Input material Start Marker

PR #3378, opened 2018-07-13
Performance tuning tutorial

### LINKED ISSUE #3160: Performance tuning tutorial
As discussed with @robert-s-lee, we need a step-by-step walkthrough of how to optimize read and write performance on a schema. The basic expectations is that reads should return in 2ms and writes should return in 4ms. 

We'll aim to create a tutorial that evolves from one datacenter to multiple regions. It will:

- Explain topology to use, with specific machine types.
- Explain schema.
- Explain performance expectations. 
- Guide user to start cluster, import data, and test and tune read and write performance.

jseldess:
This PR adds a 2.0 performance tuning tutorial. It starts with a single-region deployment, focusing on common SQL techniques for getting faster reads and writes. It then expands into a multi-region deployment, focusing on table partitioning.

The PR also includes a simple Python client for read/write testing. It hopefully makes it easier to run a given statement multiple times and look at the average and/or cumulative latency.

For internal testers, I've added the corresponding `roachprod` commands as comments in the `performance-tuning.md` file and in a separate comment below. 

Fixes #3160.


v2.0/performance-tuning.md
```diff
@@ -0,0 +1,1275 @@
...
+| NULL      | NULL    |       27 | {1,2,3}  |            1 |
++-----------+---------+----------+----------+--------------+
+(1 row)
+~~~
+
+The results above tell us that the `rides` table is split across 7 ranges, with 1 range's leaseholder on node 3 and the leaseholders for the rest of the ranges on node 2, and the leaseholder of the single range for `users` is on node 1.
+
+With this information, we can visualize what's happening, assuming the request is sent to node 1 and ignoring non-involved ranges:
+
+<img src="{{ 'images/v2.0/perf_tuning_join1.png' | relative_url }}" alt="Perf tuning concepts" style="max-width:100%" />
```
knz: The previous diagrams were OK to follow along; this one in contrast has me thoroughly confused: I do not understand the meaning of the arrows that jump from one "lease" box to another on node 2.

If you mean to explain that node 1 is forwarding the full table scan to every range in the "rides" table, that must be done by using:

- 6 arrows from node 1 to node 2 (you may group them together because they actually flow along a single network link)
- 1 arrow from node 1 to node 3 
- 6 arrows back from node 2 to the outside of node 1 (for the results)
- 1 arrow back from node 3 to the outside of node 1

Then for the join there is no extra arrow needed because node 1 is already leaseholder.


There should not be any arrow from node 2 to itself, and neither from node 2 to the "lease" box of node 1.

v2.0/performance-tuning.md
```diff
@@ -0,0 +1,1275 @@
...
+|                      │             | group by  | @1-@1                                                                    |
+|                      └── render    |           |                                                                          |
+|                           └── scan |           |                                                                          |
+|                                    | table     | rides@primary                                                            |
+|                                    | spans     | ALL                                                                      |
++------------------------------------+-----------+--------------------------------------------------------------------------+
+(21 rows)
+~~~
+
+This is a complex query plan, but the important thing to note is the full table scan of `rides@primary` above the `subquery`. This shows you that, after the subquery returns the IDs of the top 5 vehicles, CockroachDB scans the entire primary index to find the rows with `max(end_time)` for each `vehicle_id`, although you might expect CockroachDB to more efficiently use the secondary index on `vehicle_id`.
```
knz: Mention that we're working to lift this limitation in a future version.

v2.0/performance-tuning.md
jseldess: Thanks, @knz. Do you think this section would be sufficient without the diagram? I think they were important in the intro concepts, but I'm unsure whether they're as useful embedded in the tutorial.

knz: I think the diagram is not necessary here indeed.

knz:
Discussed offline:

- because this guide uses a fixed schema there is no discussion of how schema design impacts performance. I do not know exactly how much ground we *should* cover here, but at least we *must* mention that new apps should be careful about which index keys they define for tables (either for primary keys or secondary indexes) because of the impact on contention. Perhaps link to the FAQ entries on this topic.

- there is a section about "dropping unused secondary indexes" which is already doing a good job. Two useful additions perhaps:
  - add a quick note there that adding a foreign key constraint also adds secondary indexes implicitly, but these are not automatically removed when FK relationship is dropped. So a user should be careful to remove both if they find that they do not need a FK constraint any more.
  - the performance relationship between the number of indexes and the latency of mutations (insert/update/etc) should *also* be captured in a concise entry of the FAQ page, separately from the performance tuning guide. I think this is important because it comes up often during discussions on gitter/forum etc and the FAQ entry would be more searchable/discoverable than a section in the middle of the perf tuning guide.

v2.0/performance-tuning.md
```diff
@@ -0,0 +1,1275 @@
...
+
+1. [Create 3 instances](https://cloud.google.com/compute/docs/instances/create-start-instance) for your CockroachDB nodes. While creating each instance:  
+    - Select the **us-east1-b** [zone](https://cloud.google.com/compute/docs/regions-zones/).
+    - Use the `n1-standard-4` machine type (4 vCPUs, 15 GB memory).
+    - [Create and mount a local SSD](https://cloud.google.com/compute/docs/disks/local-ssd#create_local_ssd).
+    - To apply the Admin UI firewall rule you created earlier, click **Management, disk, networking, SSH keys**, select the **Networking** tab, and then enter `cockroachdb` in the **Network tags** field.
+
+2. Note the internal IP address of each `n1-standard-4` instance. You'll need these addresses when starting the CockroachDB nodes.
+
+3. SSH to each instance and [optimize the local SSD for write performance](https://cloud.google.com/compute/docs/disks/performance#optimize_local_ssd) (see the **Disable write cache flushing** section).
```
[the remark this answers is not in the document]
jseldess: Hmm, I assumed this was safe since it's a technique that we're featuring in our tpc-c benchmarking. @nvanbenschoten, @bdarnell, can either of you confirm that this is in fact safe and, if so, help me come up with language that clarifies that fact?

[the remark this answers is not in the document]
jseldess: Also, just to be clear, @knz, the reason I'm featuring this is, based on my testing, it significantly improves performance. @robert-s-lee is also impressed with the speedup it gives you.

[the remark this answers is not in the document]
nvanbenschoten: cc. @petermattis and @arjunravinarayan. I think they'll be able to give the most accurate answers to the following questions: "is it safe?" and "should we recommend it?".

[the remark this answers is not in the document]
arjunravinarayan: I believe it is not safe to do on cloud instances. It is what one would do to replicate the performance characteristics of an on-prem capacitor-backed SSDs would give you, and this is why we have these instructions in our performance whitepaper. But I do not believe it is suitable guidance for a performance tuning guide in general.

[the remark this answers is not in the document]
jseldess: OK, thanks, @arjunravinarayan. If @petermattis agrees that this is not safe to do on cloud instances, I'll remove this and rerun all the numbers.

v2.0/performance-tuning.md
```diff
@@ -0,0 +1,1275 @@
...
+
+    {% include copy-clipboard.html %}
+    ~~~ sql
+    > ALTER TABLE rides
+    ADD CONSTRAINT fk_vehicle_city_ref_vehicles
+    FOREIGN KEY (vehicle_city, vehicle_id)
+    REFERENCES vehicles (city, id);
+    ~~~
+
+    **Add a note about why we need vehicle_city and link to ticket. Basically, we can't have 2 foreign keys constraints on the same column (city). So we duplicate city as vehicle_city and add check constraint to ensure that they are identical. https://github.com/cockroachdb/cockroach/issues/23580**
```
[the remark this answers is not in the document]
jseldess: I added a note in the `### Schema section`. PTAL.

v2.0/performance-tuning.md
jseldess: Removed it.

v2.0/performance-tuning.md
```diff
@@ -0,0 +1,1275 @@
...
+| york"/"\xcev\xeb\x9ah\x80C<\x86\xb6\x83\x00\xc4\x1f\xc6\x04"                          |                                                                                       |          |          |              |
++---------------------------------------------------------------------------------------+---------------------------------------------------------------------------------------+----------+----------+--------------+
+(3 rows)
+~~~
+
+This tells us the the index is stored in 3 ranges, with the leaseholders for all of them on node 1. We already know that the leaseholder for the `users` table is also on node 1.
+
+With this information, we can visualize what's happening now, still assuming the request is sent to node 1 and ignoring non-involved ranges:
+
+<img src="{{ 'images/v2.0/perf_tuning_join2.png' | relative_url }}" alt="Perf tuning concepts" style="max-width:100%" />
```
jseldess: Also removed this image.

v2.0/performance-tuning.md
jseldess: Done.

jseldess:
___
*[v2.0/performance-tuning.md, line 141 at r1](https://reviewable.io/reviews/cockroachdb/docs/3378#-LHHFRRIcrYRpM-Y5ATP-r1-141:-LIpw4o2CEqOh4r1D3Zv:b-sq4q99) ([raw file](https://github.com/cockroachdb/docs/blob/10d9ee346e10e104e49c2907588d51a798e900f2/v2.0/performance-tuning.md#L141)):*

Ditto what @arjunravinarayan said. Note that Google Persistent SSD does not flush to the storage media (effectively acting like nobarrier is set), while Local SSD does. If running a high performance database on-prem you'd get hardware that had capacitor-backed or battery-backed SSDs. Future versions of cloud datacenters may have reliable enough batteries to allow recommending this as the default (and I've heard murmurings that some current Google datacenters have reliable batteries), but right now the recommendation should be that you have to know your hardware in order to specify `nobarrier` and the cloud providers do not provide enough transparency to do this safely.
</blockquote></details>

OK. Thanks, all. I'll remove this.

jseldess:
Roachprod commands for single-region portion:

```
<!-- roachprod instructions for single-region deployment
1. Reserve 12 instances across 3 GCE zone: roachprod create <yourname>-tuning --geo --gce-zones us-east1-b,us-west1-a,us-west2-a --local-ssd -n 12
2. Put cockroach` on all instances: `roachprod run <yourname>-tuning "curl https://binaries.cockroachdb.com/cockroach-v2.0.4.linux-amd64.tgz | tar -xvz; mv cockroach-v2.0.4.linux-amd64/cockroach cockroach"
3. Start the cluster in us-east1-b: roachprod start <yourname>-tuning:1-3
4. You'll need the addresses of all instances later, so list and record them somewhere: roachprod list -d <yourname>-tuning
5. Import the Movr dataset:
   - SSH onto instance 4: roachprod run <yourname>-tuning:4
   - Run the SQL commands in Step 4 below.
8. Install the Python client:
   - Still on instance 4, run commands in Step 5 below.
9. Test/tune read performance:
   - Still on instance 4, run commands in Step 6.
10. Test/tune write performance:
   - Still on instance 4, run commands in Step 7.
-->
```

Roachprod commands for multi-region portion:

```
<!-- roachprod instructions for multi-region deployment
You created all instanced up front, so no need to add more now.
1. Install the Python client on instance 8:
   - SSH to instance 8: roachprod run <yourname>-tuning:8
   - Run commands in Step 5 above.
2. Install the Python client on instance 12:
   - SSH onto instance 12: roachprod run <yourname>-tuning:12
   - Run commands in Step 5 above.
3. Check rebalancing:
   - SSH to instance 4, 8, or 12.
   - Run `SHOW EXPERIMENTAL_RANGES` from Step 11 below.
4. Test performance:
   - Run the SQL commands in Step 12 below. You'll need to SSH to instance 8 or 12 as suggested.
5. Partition the data:
   - SSH to any node and run the SQL in Step 13 below.
6. Check rebalancing after partitioning:
   - SSH to instance 4, 8, or 12.
   - Run `SHOW EXPERIMENTAL_RANGES` from Step 14 below.
7. Test performance after partitioning:
   - Run the SQL commands in Step 15 below. You'll need to SSH to instance 8 or 12 as suggested.
-->
```

robert-s-lee:
- `A few notes about the schema` uses the `compound key`.  `composite key` is used at https://www.cockroachlabs.com/docs/v2.0/split-at.html#split-a-table-with-a-composite-primary-key to refer to the same concept.  There is a nuance to  `composite key` vs `compound key`.   Is this truly `compound key`?

- `The rides table contains both city and the seemingly redundant vehicle_city. This redundancy is necessary` leaving myself a note to double check
 
- `Leaseholder` mention this is CockroachDB performance optimization of Raft Protocol 

- on the diagram, having the same colors for leaseholder and replicas took time to explain.  https://docs.google.com/presentation/d/1Tiq3lNmU-kOtJuppSqhYh0sAps2Rcs2rl7uH7eZ-z0c/edit#slide=id.g37076dbdf1_0_608 has @kuan thoughts on having the leaseholder and replica be the same color but hallow to make it easier to identify and highlight the importance of the leaseholder.   

- the sequence diagram mention `write`, but does not mention CockroachDB waits for the write to the disk.  This is an important distinction as some other databases don't necessarily wait thus not assuming multiple nodes holding the data in RAM is good enough for durability.   CockroachDB offers strong durability and maybe a quick description.  This will also aid in why having a fast disk is important to CockroachDB as well as the fast network.

- assuming network and io as the major latency bottleneck, 1ms network hops x 2 for read result in `Retrieving a single row based on the primary key will usually return in 2ms or less:` why response time of 2ms is expected and how the change in latency of network and IO will have big impact in performance.

- the same for the write.

jseldess:
Thanks, @robert-s-lee. I've changed compound to composite (based on this [wikipedia entry](https://en.wikipedia.org/wiki/Compound_key), I was just using the wrong term), and I've included more details about how the leaseholder mechanism bypasses Raft. I'm not sure how to proceed on the other points. We can talk about them in person.

jseldess:
@robert-s-lee, I expanded "Important concepts" to cover more about the Raft log and how it plays into writes, and I added a brief emphasis of network and disk i/o as performance bottlenecks. I don't think we can go into greater details in this tutorial without making the material much harder to parse. But I opened a [docs issue](https://github.com/cockroachdb/docs/issues/3534) to document the read and write paths in more detail separately. PTAL.

tim-o:
@jseldess  - this is really incredible. I didn't run into any edits or nits worth picking. I second Sean's thoughts on the epic scale. One thought while I was reading through it: maybe a series of blog posts? In any case, agreed that publishing now and modularizing later is a good approach.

Input material End Marker

◆ What the task asks ◆
The result should be every line that contains "expectations", copied from the entries.

◆ Answer to this exercise ◆
As discussed with @robert-s-lee, we need a step-by-step walkthrough of how to optimize read and write performance on a schema. The basic expectations is that reads should return in 2ms and writes should return in 4ms. 
- Explain performance expectations. 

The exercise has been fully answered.